Sometimes, when I wake Ian in the mornings, he’ll greet me with ‘It’s a sunny day?’ or ‘I’m done with my nap?’ or ‘Good morning!’. Very rarely he’ll smile and exclaim, ‘I love you!’, which is how all fathers should be greeted.

More often, though, Ian will begin his day with an enigmatic non-sequitur, as if we were in the middle of a conversation.

‘But the bugs can’t get out, Daddy.’

‘Monsters need to play,’ and he shrugs at its finality.

Yesterday he rubbed his eyes and said, ‘The dinosaur is fun!’
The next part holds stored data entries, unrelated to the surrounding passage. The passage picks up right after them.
PR #2627, opened 2025-05-04
Print axolotl art if train is called outside of cli

winglian:
## Motivation and Context

putting together some google colabs that don't use the cli directly, but still want some pretty art :D

## How has this been tested?

TBD

### DIFF
--- a/src/axolotl/common/datasets.py
+++ b/src/axolotl/common/datasets.py
@@ -48,6 +48,7 @@ def load_datasets(
     *,
     cfg: DictDefault,
     cli_args: PreprocessCliArgs | TrainerCliArgs | None = None,
+    debug: bool = False,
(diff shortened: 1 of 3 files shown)


src/axolotl/common/datasets.py
```diff
@@ -48,6 +48,7 @@ def load_datasets(
     *,
     cfg: DictDefault,
     cli_args: PreprocessCliArgs | TrainerCliArgs | None = None,
+    debug: bool = False,
```
NanoCode012, line 51: Why do we need this when it can already exist in `cfg.debug` and `cli_args.debug`?

winglian: makes it easier to manually debug this when calling from colab

PR #2631, opened 2025-05-05
Multipack parallel bin packing

winglian:
Resurrecting @dsesclei 's previous PR #1516 to get better packing efficiency without the loss issues we were seeing post merge where we had to revert in #1672. 

I also had Claude add comments and rename variables so this module is easier to read.

### Benchmarks

I threw this at FineTome-100k dataset and on `main` the packing efficiency was 0.8978517270429655, needing 721 train steps (after 21 steps: `21/721 [02:05<1:09:16,  5.94s/it]`). With this PR, it's now an efficiency of 0.9983726460415066 needing 650 train steps ( after 21 steps:`21/650 [02:11<1:03:33,  6.06s/it]`), resulting in a 10% speedup which is mostly free lunch since we have to pad to the full sequence length already.

### DIFF
--- a/src/axolotl/utils/samplers/multipack.py
+++ b/src/axolotl/utils/samplers/multipack.py
@@ -61,7 +61,8 @@ def pack_group(
     group_offset: int,
     bin_capacity: int,
     max_bins: int,
-    safe_mode: bool = False,
+    bin_size: int,
+    safe_mode: bool = True,
 ):
     """
     Pack a group of sequences into bins using First-Fit Decreasing algorithm
@@ -71,6 +72,7 @@ def pack_group(
         group_offset: Offset to apply to indices when returning results
         bin_capacity: Maximum capacity of each bin
         max_bins: Maximum number of bins to use
+        bin_size: Maximum number of sequences per bin
         safe_mode: If True, use a more conservative packing approach
 
     Returns:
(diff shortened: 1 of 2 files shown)


NanoCode012:
How does the loss chart look before/after?

src/axolotl/utils/samplers/multipack.py
```diff
@@ -13,267 +16,408 @@
...
+    Pack a group of sequences into bins using First-Fit Decreasing algorithm
 
-    indices = np.argsort(a)[::-1]
-    a = a[indices]
+    Args:
+        sequence_lengths: Array of sequence lengths
+        group_offset: Offset to apply to indices when returning results
+        bin_capacity: Maximum capacity of each bin
+        max_bins: Maximum number of bins to use
+        safe_mode: If True, use a more conservative packing approach
```
NanoCode012, line 76: When would this be False?

Should we keep the defaults for this the same? `MultipackBatchSampler` sets this to true.

src/axolotl/utils/samplers/multipack.py
```diff
@@ -13,267 +16,408 @@
...
-        sequential: bool = False,
-        **kwargs,
+        batch_size: int,  # Number of bins per batch
+        batch_max_len: int,  # Maximum sequence length (bin capacity)
+        lengths: np.ndarray,  # Sequence lengths
+        packing_efficiency_estimate: float = 1.0,  # Initial efficiency estimate
+        drop_last: bool = False,  # Whether to drop final batches (might be incomplete)
+        num_count_samples: int = 16,  # Number of times to estimate batch count
+        sequential: bool = False,  # Whether to use sequential packing
+        group_size: int = 100_000,  # Size of groups for parallel packing
```
NanoCode012, line 240: Where is this number from? Does it need to be configurable?

NanoCode012 (commented):
Looking through this a few times. The main change is the swap to parallel packing. The rest were refactors.

What changed specifically from the original PR to fix the loss issue?

src/axolotl/utils/samplers/multipack.py
winglian: Updated to be configurable. These were the original defaults from the previous PR

winglian:
numba.njit is killing me on this (for the sequential cases)

PR #173, opened 2017-03-29
Add responses to diagnostic

jim-moody:
Comfort: 4
Clarity: 4

The wording on question #5 was a little confusing, it's saying two different things.

### DIFF
--- a/lib/diagnostic.js
+++ b/lib/diagnostic.js
@@ -6,7 +6,7 @@
 // this callback will be passed by the tests to the reduce method, e.g.
 // `let minimum = array.reduce(min);`
 const min = function (previous, current) {
-
+  return current < previous && current
 }
 
 // Question 2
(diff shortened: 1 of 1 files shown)


lib/diagnostic.js
```diff
@@ -40,7 +40,7 @@ const hasNone = function (array, callback) {
 // you may use any feature of JavaScript
 // to solve this problem
 const last = function (array, callback) {
-
+  return array.reverse().find((e, i, a) => callback(e, i, a))
```
benjimelito, line 43: Cool way of solving it

benjimelito: Although I don't know if this checks to make sure the return value is `true`

benjimelito:
Looks good for the most part, nice going. In #5 we were just asking to return the last element in an array that returns true if the callback is executed on it. 3/5

PR #174, opened 2017-03-29
Fallon response

jonifallon:
Still don't understand syntax.

### DIFF
--- a/lib/diagnostic.js
+++ b/lib/diagnostic.js
@@ -6,7 +6,8 @@
 // this callback will be passed by the tests to the reduce method, e.g.
 // `let minimum = array.reduce(min);`
 const min = function (previous, current) {
-
+      return Math.min.apply( Math, array );
+  };
 }
 
 // Question 2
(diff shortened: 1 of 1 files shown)


lib/diagnostic.js
```diff
@@ -31,7 +32,10 @@ const sum = function (previous, current) {
 // you may use any feature of JavaScript
 // to solve this problem
 const hasNone = function (array, callback) {
-
+  for (let i = 0; i < array.length; i++) {
+    if (callback(array[i], i, array)) return i
```
benjimelito, line 36: You want this to return either `true` or `false`, not an index

lib/diagnostic.js
```diff
@@ -40,6 +44,10 @@ const hasNone = function (array, callback) {
 // you may use any feature of JavaScript
 // to solve this problem
 const last = function (array, callback) {
+  for (let i = 0; i < array.length; i++) {
+    if (callback(array[i], i, array)) return i
```
benjimelito, line 48: Same as above ^^

benjimelito:
Let me or another consultant know if you're still having trouble with the array iteration method syntax, I hope some things were cleared up for you yesterday. 2/5

PR #175, opened 2017-03-29
Submitted Diagnostic

jscohen:


lib/diagnostic.js
```diff
@@ -5,17 +5,27 @@
 // the minimum value in an array
 // this callback will be passed by the tests to the reduce method, e.g.
 // `let minimum = array.reduce(min);`
-const min = function (previous, current) {
-
+const min = function (previous, originalArray) {
```
benjimelito, line 8: Nice, this is how you wold do it with a `for loop`. However, we're looking for a function that will be passed to a reduce function

lib/diagnostic.js
```diff
@@ -5,17 +5,27 @@
...
 
 // Question 2
 // Write a callback for reduce that produces
 // the sum of the values in the array
 // this callback will be passed by the tests to the reduce method, e.g.
 // `let total = array.reduce(sum);`
-const sum = function (previous, current) {
-
+const sum = function (previous, originalArray) {
+  let sum = originalArray[0]
```
benjimelito, line 24: Same as above ^^

benjimelito:
Looks like you came up with some good solutions to a few of the answers, but not necessarily in the format we were looking for. Good work nonetheless - 3/5

PR #176, opened 2017-03-29
Add response

khan-ngo:


khan-ngo:
2/2 

Had to refer back to notes, but I'm not clear.

benjimelito:
You were definitely on the correct path in the first two questions. Let me know if you still need some clarification on array iteration methods. 1/5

I lifted Ian from his bed. ‘What dinosaur, kiddo?’

‘A big dinosaur! He played with me!’

‘Neat! Was this a dream?’

‘Yeah! I dreamed, and the dinosaur played with me!’ Very exciting.

‘What was his name?’

‘Max.’

‘Yeah? What color was he?’

‘Black! And he had to live in a cave.’ Ian loves things living in caves, probably because many of Grammie’s stories involve things living in caves. Or so he thinks.
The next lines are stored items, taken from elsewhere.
PR #177, opened 2017-03-29
js-array-iterations diagnostic so hard

MattKwonDo:
this was really hard, definitely needed more time to work on this, will
be practicing tonight

### DIFF
--- a/lib/diagnostic.js
+++ b/lib/diagnostic.js
@@ -5,17 +5,33 @@
 // the minimum value in an array
 // this callback will be passed by the tests to the reduce method, e.g.
 // `let minimum = array.reduce(min);`
-const min = function (previous, current) {
-
+const min = function (array, callback) {
+  const minimum = Math.min[array] // array.reduce(callback)
+  return minimum
 }
+//min([-1, -2, -3, -4, -5], callback(e, i, a))
+
+let min = function (array) {
+  let minimum = array[0]
+  for (let i = 1; i < array.length; i++) {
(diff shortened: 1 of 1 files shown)


lib/diagnostic.js
```diff
@@ -5,17 +5,33 @@
...
-const min = function (previous, current) {
+const min = function (array, callback) {
+  const minimum = Math.min[array] // array.reduce(callback)
+  return minimum
+}
+//min([-1, -2, -3, -4, -5], callback(e, i, a))
 
+let min = function (array) {
+  let minimum = array[0]
+  for (let i = 1; i < array.length; i++) {
```
benjimelito, line 16: This would work, but no need to use a `for loop` inside here since we're going to be passing this function to a `reduce` function.

lib/diagnostic.js
```diff
@@ -5,17 +5,33 @@
...
 // Question 2
 // Write a callback for reduce that produces
 // the sum of the values in the array
 // this callback will be passed by the tests to the reduce method, e.g.
 // `let total = array.reduce(sum);`
-const sum = function (previous, current) {
-
+const sum = function (array, callback) {
+  const total = array.reduce(callback(e, i, a))
+  return total
```
benjimelito, line 34: Make sure you increment this

benjimelito:
Seems like you had some of the concepts correct. Hopefully yesterday's review clarified a few things for you, but if you still need some rehashing please let me know. 1/5

PR #178, opened 2017-03-29
completed only 3 of the five questions

gastevend:
with the third being REAL shaky


benjimelito:
Really good looking stuff for the first 3, looks like you simply may have needed more time. 3/5

PR #179, opened 2017-03-29
Array iteration methods

antleo1995:
Handled the first two easily. The 3rd one, as expected really tripped me
up. This is not a concept I am totally comfortable with.

Gonna probably call it a 2 and a 2.

### DIFF
--- a/lib/diagnostic.js
+++ b/lib/diagnostic.js
@@ -6,7 +6,11 @@
 // this callback will be passed by the tests to the reduce method, e.g.
 // `let minimum = array.reduce(min);`
 const min = function (previous, current) {
-
+  let result = previous
+  if (previous > current) {
+    result = current
+  }
+  return result
 }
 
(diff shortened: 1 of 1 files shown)


lib/diagnostic.js
```diff
@@ -31,7 +35,10 @@ const sum = function (previous, current) {
 // you may use any feature of JavaScript
 // to solve this problem
 const hasNone = function (array, callback) {
-
+  array.forEach((e, i, a) => {
+    if (array.indexOf(callback(e, i, a)) === -1) { return true }
+    else { return false }
```
benjimelito, line 40: Close, but since this is inside a `forEach` loop it would actually return either `true` or `false` for every element in the array

benjimelito:
Really nice job on the first two, close on the third. No stress, this diagnostic was very difficult for most people in the cohort. 2/5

Max also had pictures drawn on his walls, and liked to snuggle.

This dream was so vivid, so exciting, so riveting, that Ian had to tell Kelly. And Grammie and Grandpa. And the church choir members. And his Sunday School teacher. And anyone who caught his eye. Again. And again. And again. And again.

Imagination is a wonderful, if persistent, thing.